PR #526, opened 2021-08-06
Column defaults db and api support

### LINKED ISSUE #494: DB and API work for adding a default value to columns
## Problem

The ["Working with Columns" design spec](https://wiki.mathesar.org/en/design/specs/working-with-columns) includes the ability to set a default value for columns. We need to support this on the backend.

## Proposed solution

Postgres supports assigning default values to columns. We should:
- add functions to the `db` module to get, create, update, and delete default values for columns.
- update the existing Column API to support getting, creating, updating, and deleting default values. This involves
  - `default_value` being added to the column serializer
  - the Column API accepting `PATCH` requests with `default_value` as a key, and creating/updating/deleting the default value as needed.
- ensure that the default value is a valid value based on the column's type.

## Additional context

- Frontend issue: #500
- Design issue: #324 
- Design discussion: #436
- Mathesar's [API Standards](https://wiki.mathesar.org/en/engineering/architecture/api-standards)
- Postgres [documentation on default values](https://www.postgresql.org/docs/current/ddl-default.html)

eito-fis:
Fixes #494

Adds backend db operations to retrieve / add / update / delete default values for columns, and exposes them as part of the column endpoint.

**Technical details**
Backend Changes:
- Adds a `set_column_default` and `get_column_default` to `db.columns`. 
- Adds support for `server_default` to `MathesarColumn`, and adds a `default_value` property to `MathesarColumn`.
- Updates the `get_column_index_from_name` function to account for dropped columns that still appear in the system table.
- Updates `alter_column` to handle `"default"`
- Updates `create_column` to handle `"default"`
  - Also adds `InvalidDefaultError` and `InvalidTypeOptionError` to `create_column`. This was necessary to distinguish between the root cause of errors on the API level.
- Updates `alter_column_type` to handle defaults. Now removes the initial default, casts the column then casts and sets the default.
- Updates `MathesarColumn` to save the original table it came from when we use `.from_column()`. 

Types:
- Adds the `DATE` type to the list of supported types. I made this change while testing how types serialized, I can revert if there's a reason we didn't have it in already.
- Adds the `TEXT` type to the list of supported types. This was changed as an easy fix for casting email type defaults. They're seem to be stored as `::text`, so we need it as a supported type to support email -> email and email -> varchar casting. If we prefer not to add this in yet, I can manually handle the case for now.

Note that the functions all work with SQLAlchemy's `server_default` parameter, and not its `default` parameter. `server_default` is our choice as it is set on the server, and therefore carries to any operations users want to perform outside of Mathesar.

API Changes:
- Adds the `default` field to the column serializer to support retrieval operations. The default field uses a new `TextualSQLField`, which casts all data to a str. This is needed as defaults must be initialized with textual SQL, and `str` does a good enough job converting data types to a form postgres will accept. This field will likely have to be extended as we add additional types. On return, we can retrieve the raw python value and therefore don't want to coerce to string.
- Updating column defaults is supported through the pre-existing `alter_column` function
- Creating column defaults on column creation is supported through the pre-existing `create_column` function.

**Screenshots**

## Checklist
 
  index.md`).
  visible errors.

<details>

```
Version 1.1

1 Letterman Drive
Suite D4700
San Francisco, CA, 94129

    indicated in the file; or

    in the file; or

    it.

```

</details>


eito-fis:
Fair number of questions before I open this for review:
* Right now, all default values are passed as strings (or coerced into strings by the serializer) as sqlalchemy's `DefaultClause` takes textual SQL - I assume this isn't ideal. Does anyone know of a way to map python types into textual SQL that could be used in the `DefaultClause`? I've looked around the SQLAlchemy documentation, but haven't been able to find anything. (I'm happy to hardcode some conversions for this, just wanted to make sure I wasn't missing something easy first.)
* Previously, the columns being serialized and returned from the create and update column endpoints were basic columns instead of `MathesarColumn`s, which results in fields (like `column_index`) that depend on `MathesarColumn` properties to be empty. I changed this, but given the original behavior is accounted for in tests, I was wondering if there was a deliberate reason for this.
* I haven't been able to get deleting defaults to work, and was wondering if anyone had a possible solution. We don't have a specific endpoint for defaults, so I assumed we would delete it using the partial update endpoint. However, the only way to specify for a default to be deleted is to pass a null value, which our endpoint doesn't accept. Are there known solutions to this kind of problem?
* The `DefaultClause` can be a SQL expression that is actually executed. Even if we do implement proper type casting as in my first question, I do worry a bit about text defaults and their ability to potentially execute arbitrary SQL. Is this something to worry about? / Is there a way to escape the text we use?
* Do we want to return a value for default on primary key columns? I believe they are handled as a `SERIAL` default on the server, and consequently currently return the next value that would be inserted. This doesn't seem unreasonable to me so I left it in, but could modify it to return `None` instead if desired.
* Smaller question - would we rather the update and create functions error when a table doesn't / does exist? Right now the create default function is an alias of the update default function, and both will always succeed regardless of if a default does or doesn't already exist. I could see checking if a default exists and throwing an error, but am unsure if that's something we want.

eito-fis:
I think this is ready for review, although I would appreciate feedback on the questions about behavior I raised above. I also think this should be merged after #527 as they almost certainly conflict.

kgodey:
> Do we want to return a value for default on primary key columns? I believe they are handled as a `SERIAL` default on the server, and consequently currently return the next value that would be inserted. This doesn't seem unreasonable to me so I left it in, but could modify it to return `None` instead if desired.

I think this is fine for now. We can modify behavior later if needed. Perhaps document it somewhere in the code so we don't forget?

> Smaller question - would we rather the update and create functions error when a table doesn't / does exist? Right now the create default function is an alias of the update default function, and both will always succeed regardless of if a default does or doesn't already exist. I could see checking if a default exists and throwing an error, but am unsure if that's something we want.

Do you mean "when a **default**  doesn't / does exist?" I don't think you need separate functions for create/update/delete, you could just have a `set_column_default` function that does all three.

db/columns.py
```diff
@@ -153,23 +162,42 @@ def get_column_index_from_name(table_oid, column_name, engine):
...
+    # Account for dropped columns that don't appear in the SQLAlchemy tables
+    sel = (
+        select(func.count())
+        .where(and_(
+            pg_attribute.c.attisdropped.is_(True),
+            pg_attribute.c.attnum < result,
+        ))
+    )
+    with engine.begin() as conn:
+        dropped_count = conn.execute(sel).fetchone()[0]
```
mathemancer, line 175: Great catch!

db/columns.py
```diff
@@ -240,15 +269,52 @@ def change_column_nullable(table_oid, column_index, nullable, engine):
...
+
+
+def _decode_server_default(server_default, engine):
+    if server_default is not None:
+        cast_sql_text = server_default.arg.text
+        with engine.begin() as conn:
+            # Defaults are returned as text with SQL casts appended
+            # Ex: "'test default string'::character varying" or "'2020-01-01'::date"
+            # Here, we execute the cast to get the proper python value
+            return conn.execute(select(text(cast_sql_text))).first()[0]
```
mathemancer, line 295: This is creating a problem for any column with a serial default, since it actually pulls one from the underlying sequence.  To see this, reload the column list for some table, and watch the `mathesar_id` increment.  The values are burnt when they're shown, BTW, so inserts won't actually use the displayed value, but rather the one after that.

I suggest completely avoiding dealing with dynamically-generated defaults for the moment (unless they're something we're dealing with ourselves).  Alternatively, we could try to come up with some supported ones (e.g., basic integer sequences, pseudo-random UUIDs, `NOW()` for time and date columns), and create separate stories for each of those.  I think they'll need to be set up with some bespoke code.

Regardless, the behavior with sequences is at best confusing (since any inserted row will actually not get the index that's shown in the API, but rather the next value after that), and should be fixed.  I also think that regardless of the confusing behavior, we should avoid incrementing sequences that Mathesar may not have created (i.e., the user could import a table that has its own sequences), since this burns values from the sequence, which could create issues under some (admittedly rare) circumstances for users.

mathemancer (changes requested):
Overall, I think this looks okay, with a notable caveat:  I strongly suggest we avoid touching columns with dynamically-generated defaults (or at least avoid columns for which that generation burns values) in this PR.  See my line comment for more details.  If we want to handle those types of columns, I suggest putting it off till a future feature addition.

db/columns.py
kgodey: I'm in support of avoiding dealing with them for now. We can figure out if/when we want to support dynamically-generated defaults later.

eito-fis: I've updated to check for the textual SQL starts with `nextval(` and ends with `)`. This seems somewhat brittle, but given all strings should be wrapped by `'`s I think we should be safe. We could instead check the sqlalchemy column is a primary key, is an integer and has `autoincrement` set to true (the conditions for sqlalchemy creating a serial column). But, this would fail on serial columns manually set on the server, so I figured the current solution was best.

mathemancer: I think the most robust ways would be to either:

- check the `attmissingval` field of the `pg_attribute` entry for the column for a non-null value (this should only be non-null if there's a "non-volatile `DEFAULT`, and has the advantage of actually serving up the value), or
- check the `atthasmissing` field of the `pg_attrdef` entry for the column for the prefix `{CONST`, which is part of the expression that actually "generates" the column, or
- check the boolean field `atthasmissing` of the `pg_attribute` entry for the column (I _think_ this should only be true for non-volatile `DEFAULT` values; please double-check that in the docs), and then get the actual default separately.  

Unfortunately, the columns involved in the first two options are of types not supported by SQLAlchemy (`anyarray` and `pg_node_tree` respectively), so you'd need to handle the return value as text.  I don't think that should be too bad, though.  My favorite option is the first bullet point above, since you can use a single query to both verify whether there's a (non-volatile) `DEFAULT`, and also get the value itself with no further checking.  The only issue will be getting the right type for the value, but that should be in your hands (check `Column.type.python_type`) when you're looking up the value anyway.

mathemancer (changes requested):
Please see my response to the thread for some more robust options for checking whether the default is a constant or not.  One problem with the method you have is that it only excludes a subset of the possible set of dynamically-generated default values (I don't think it excludes a `NOW()` default, for example, or user-defined functions which may still burn values).

eito-fis:
@mathemancer Unfortunately, SQLAlchemy seems to implement the default clause such that it always counts as a generated default so we can only pull the default from `pg_attrdef` which only returns textual SQL. Not too sure what to try next - I'm done for the day, but can look into this more tomorrow.

mathemancer:
> @mathemancer Unfortunately, SQLAlchemy seems to implement the default clause such that it always counts as a generated default so we can only pull the default from `pg_attrdef` which only returns textual SQL. Not too sure what to try next - I'm done for the day, but can look into this more tomorrow.

When I tried fiddling with this, I found that the result of executing `select(pg_attrdef)` is something like:
```
[(371107, 371104, 1, '{CONST :consttype 23 :consttypmod -1 :constcollid 0 :constlen 4 :constbyval true :constisnull false :location 53 :constvalue 4 [ 3 0 0 0 0 0 0 0 ]}'),
 (371108, 371104, 3, '{CONST :consttype 23 :consttypmod -1 :constcollid 0 :constlen 4 :constbyval true :constisnull false :location 55 :constvalue 4 [ 3 0 0 0 0 0 0 0 ]}'),
 (371109, 371104, 4, '{FUNCEXPR :funcid 1178 :funcresulttype 1082 :funcretset false :funcvariadic false :funcformat 2 :funccollid 0 :inputcollid 0 :args ({FUNCEXPR :funcid 1299 :funcresulttype 1184 :funcretset false :funcvariadic false :funcformat 0 :funccollid 0 :inputcollid 0 :args <> :location 53}) :location -1}'),
 (371112, 371104, 5, '{FUNCEXPR :funcid 480 :funcresulttype 23 :funcretset false :funcvariadic false :funcformat 2 :funccollid 0 :inputcollid 0 :args ({FUNCEXPR :funcid 15 ... (144 characters truncated) ... d -1 :constcollid 0 :constlen 4 :constbyval true :constisnull false :location -1 :constvalue 4 [ -90 -87 5 0 0 0 0 0 ]}) :location -1}) :location -1}'),
 (371116, 371104, 6, '{CONST :consttype 23 :consttypmod -1 :constcollid 0 :constlen 4 :constbyval true :constisnull false :location 56 :constvalue 4 [ 4 0 0 0 0 0 0 0 ]}'),
 (371117, 371104, 7, '{CONST :consttype 23 :consttypmod -1 :constcollid 0 :constlen 4 :constbyval true :constisnull false :location 55 :constvalue 4 [ -30 16 0 0 0 0 0 0 ]}')]
```
Here, the rows with `adbin` having the prefix `'{CONST` are the actual constant defaults, and the rows with `adbin` having prefix `'{FUNCEXPR` are the dynamic defaults.  The columns were created with a mixture of SQLAlchemy, `psql`, and raw `psycopg2` (just to see).  Unfortunately, recovering the actual default value from the `adbin` column is probably too much of a pain, and we should just get that value through other means.

db/columns.py
```diff
@@ -284,15 +309,50 @@ def get_mathesar_column_with_engine(col, engine):
...
+    return _decode_server_default(column.server_default, engine)
+
+
+def _decode_server_default(server_default, engine):
+    if server_default is not None:
+        cast_sql_text = server_default.arg.text
+        # Ensure that we never evaluate something that increments a query
+        # This is safe as strings will always start with a single quote
+        if cast_sql_text.startswith("nextval(") and cast_sql_text.endswith(")"):
+            return None
```
powellc, line 334: Ooof, this is kinda hard to parse at a glance. I wonder if you could put 'nextval(' in a variable and ')' like:

```suggestion

    INC_TYPE_START='nextval('
    INC_TYPE_END=')'
    is_incrementing_type = cast_sql_text.startswith(INC_TYPE_START) and cast_sql_text.endswith(INC_TYPE_END)
    
    if is_incrementing_type:
       return None
```

powellc (approved):
Looks good to me. Just one nit about readability, but you don't have to change it. Nice work @eito-fis

eito-fis:
@mathemancer, @powellc: I've updated `get_column_default` to check `pg_attrdef` to check if the default is generated or not, with the actual value fetched using the `column.server_default` value as we have before. 

One consequence of this change was the need for the `MathesarColumn.table` attribute in a `@property` that is serialized on return. However, when we create a mathesar column using `.from_column`, we don't (and can't) copy the table property. So, the previous pattern we had of `ColumnSerializer(MathesarColumn.from_column(column))` results in some of our properties that depend on `.table` breaking (in this case, `column_index` and `default_value`).

As a simple fix, I'm currently storing the from column table in a `_table` attribute and using a `table_` property to return `table` or `_table`. This works, but doesn't seem ideal - is there a better way of going about this?

kgodey:
@eito-fis When you're fixing the merge conflicts for this, can you make sure that the bug I found in https://github.com/centerofci/mathesar/pull/542 about column indices returning `null` after `PATCH` requests is resolved? Maybe also write a test for it?

kgodey:
Thanks @eito-fis! I'll leave it to @mathemancer to review this, but some questions:

(1) Do we validate that default values are acceptable values for the column (based on the type of column) when we set the default value? If a user tries to set an invalid default value from the API, they should get an error.

(2) What happens to default values when the type of a column is altered and the default value is no longer compatible with the new type?

eito-fis:
@kgodey 
1. We don't do validation - I'll make sure to add a catch for type errors on the API end.
2. This isn't handled right now, not entirely sure how to do it either. I can try getting the current value, casting with SQL and then setting the default again?

kgodey:
@eito-fis Both of those sound good to me. Brent might have more thoughts too.

mathemancer:
@eito-fis @kgodey I think those solutions both sound good.  @eito-fis Everything is looking good; please let me know once those fixes are in and I'll do the proper review.

BTW, the default can be cast to the new type using the `cast_to_<type>` functions (same as the one in the `USING` clause of the current logic).

eito-fis:
Updated to add better error handling and to support defaults when altering column type. Some questions:
* I included testing the default casting into the `test_alter_column_casts_data_gen` test - is this fine?
* Just want to double check on the addition of the TEXT and DATE types. They make life a bit easier, but I'm not sure if I should be adding them here - can totally revert if they should be added in a later PR.

kgodey:
Thanks @eito-fis! I'll leave the `db` questions to @mathemancer.

kgodey:
@eito-fis Please fix merge conflicts and I'll re-review today since Brent is out.

eito-fis:
@kgodey Fixed the merge conflicts.

kgodey (changes requested):
@eito-fis I was able to set the default for a `VARCHAR` column with no problems, but I ran into some issues with `NUMERIC` and `INTEGER` columns.

Attempting to set the default of an `INTEGER` column to `5` results in:
```
{
    "detail": "Argument 'arg' is expected to be one of type '<class 'str'>' or '<class 'sqlalchemy.sql.elements.ClauseElement'>' or '<class 'sqlalchemy.sql.elements.TextClause'>', got '<class 'int'>'"
}
```

Attempting to set the default of a `NUMERIC` column to `pizza` results in a 500 error:

```
Environment:


Request Method: PATCH
Request URL: http://localhost:8000/api/v0/tables/2/columns/1/

Django Version: 3.1.7
Python Version: 3.9.6
Installed Applications:
['django.contrib.admin',
 'django.contrib.auth',
 'django.contrib.sessions',
 'django.contrib.messages',
 'django.contrib.staticfiles',
 'rest_framework',
 'django_filters',
 'django_property_filter',
 'mathesar']
Installed Middleware:



  File "/usr/local/lib/python3.9/site-packages/sqlalchemy/engine/base.py", line 1770, in _execute_context
    self.dialect.do_execute(
  File "/usr/local/lib/python3.9/site-packages/sqlalchemy/engine/default.py", line 717, in do_execute
    cursor.execute(statement, parameters)

The above exception (invalid input syntax for type numeric: "pizza"
) was the direct cause of the following exception:
  File "/code/mathesar/views/api.py", line 277, in partial_update
    column = table.alter_column(pk, request.data)
  File "/code/mathesar/models.py", line 179, in alter_column
    return columns.alter_column(
  File "/code/db/columns.py", line 294, in alter_column
    return attribute_alter_map[column_def_key](
  File "/code/db/columns.py", line 430, in set_column_default
    op.alter_column(
  File "<string>", line 3, in alter_column
    <source code not available>
  File "/usr/local/lib/python3.9/site-packages/alembic/operations/ops.py", line 1655, in alter_column
    return operations.invoke(alt)
  File "/usr/local/lib/python3.9/site-packages/alembic/operations/base.py", line 354, in invoke
    return fn(self, operation)
  File "/usr/local/lib/python3.9/site-packages/alembic/operations/toimpl.py", line 43, in alter_column
    operations.impl.alter_column(
  File "/usr/local/lib/python3.9/site-packages/alembic/ddl/postgresql.py", line 141, in alter_column
    super(PostgresqlImpl, self).alter_column(
  File "/usr/local/lib/python3.9/site-packages/alembic/ddl/impl.py", line 200, in alter_column
    self._exec(
  File "/usr/local/lib/python3.9/site-packages/alembic/ddl/impl.py", line 146, in _exec
    return conn.execute(construct, multiparams)
  File "/usr/local/lib/python3.9/site-packages/sqlalchemy/future/engine.py", line 280, in execute
    return self._execute_20(
  File "/usr/local/lib/python3.9/site-packages/sqlalchemy/engine/base.py", line 1582, in _execute_20
    return meth(self, args_10style, kwargs_10style, execution_options)
  File "/usr/local/lib/python3.9/site-packages/sqlalchemy/sql/ddl.py", line 77, in _execute_on_connection
    return connection._execute_ddl(
  File "/usr/local/lib/python3.9/site-packages/sqlalchemy/engine/base.py", line 1352, in _execute_ddl
    ret = self._execute_context(
  File "/usr/local/lib/python3.9/site-packages/sqlalchemy/engine/base.py", line 1813, in _execute_context
    self._handle_dbapi_exception(
  File "/usr/local/lib/python3.9/site-packages/sqlalchemy/engine/base.py", line 1994, in _handle_dbapi_exception
    util.raise_(
  File "/usr/local/lib/python3.9/site-packages/sqlalchemy/util/compat.py", line 207, in raise_
    raise exception
  File "/usr/local/lib/python3.9/site-packages/sqlalchemy/engine/base.py", line 1770, in _execute_context
    self.dialect.do_execute(
  File "/usr/local/lib/python3.9/site-packages/sqlalchemy/engine/default.py", line 717, in do_execute
    cursor.execute(statement, parameters)

During handling of the above exception ((psycopg2.errors.InvalidTextRepresentation) invalid input syntax for type numeric: "pizza"

[SQL: ALTER TABLE public."Libraries" ALTER COLUMN "X" SET DEFAULT 'pizza']
(Background on this error at: http://sqlalche.me/e/14/9h9h)), another exception occurred:
  File "/usr/local/lib/python3.9/site-packages/django/core/handlers/exception.py", line 47, in inner
  File "/usr/local/lib/python3.9/site-packages/django/core/handlers/base.py", line 181, in _get_response
  File "/usr/local/lib/python3.9/site-packages/django/views/decorators/csrf.py", line 54, in wrapped_view
    return view_func(*args, **kwargs)
  File "/usr/local/lib/python3.9/site-packages/rest_framework/viewsets.py", line 125, in view
    return self.dispatch(request, *args, **kwargs)
  File "/usr/local/lib/python3.9/site-packages/rest_framework/views.py", line 509, in dispatch
    response = self.handle_exception(exc)
  File "/usr/local/lib/python3.9/site-packages/rest_framework/views.py", line 469, in handle_exception
    self.raise_uncaught_exception(exc)
  File "/usr/local/lib/python3.9/site-packages/rest_framework/views.py", line 480, in raise_uncaught_exception
    raise exc
  File "/usr/local/lib/python3.9/site-packages/rest_framework/views.py", line 506, in dispatch
    response = handler(request, *args, **kwargs)
  File "/code/mathesar/views/api.py", line 293, in partial_update
    f'parameter dict {request.data["type_options"]} is'

Exception Type: KeyError at /api/v0/tables/2/columns/1/
Exception Value: 'type_options'
```

Please also write tests for these cases.

eito-fis:
@kgodey Could I get the request you made for the first error? The current API test for setting the default does exactly what you described, so I would expect it to work. The second error I can definitely handle :+1:

kgodey:
@eito-fis it was a `PATCH` request to a column with body `{"default": 5}`

eito-fis:
Updated to handle inputs to always ensure defaults are strings, and fixed the error handling for the column PATCH endpoint.

Also added support for duplicating column defaults, although it currently only supports static defaults. Are we interested in also duplicating generated defaults? I'm guessing that it'll be a fair amount of work so it might be out of scope for this PR, but I can open a issue if its something we're thinking about.

kgodey:
I'll review this in the morning, thanks! I think it's worth opening an issue to track duplicating generated defaults, we can decide later if/when to prioritize it.

kgodey (approved):
This looks great, thank you!

kgodey:
I'm merging this even though Brent still has changes requested since he's out.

Task brief: Print the listing above from its first line through the line with "Postgres supports assigning", and stop there.

Response to the task:
PR #526, opened 2021-08-06
Column defaults db and api support

### LINKED ISSUE #494: DB and API work for adding a default value to columns
## Problem

The ["Working with Columns" design spec](https://wiki.mathesar.org/en/design/specs/working-with-columns) includes the ability to set a default value for columns. We need to support this on the backend.

## Proposed solution

Postgres supports assigning default values to columns. We should:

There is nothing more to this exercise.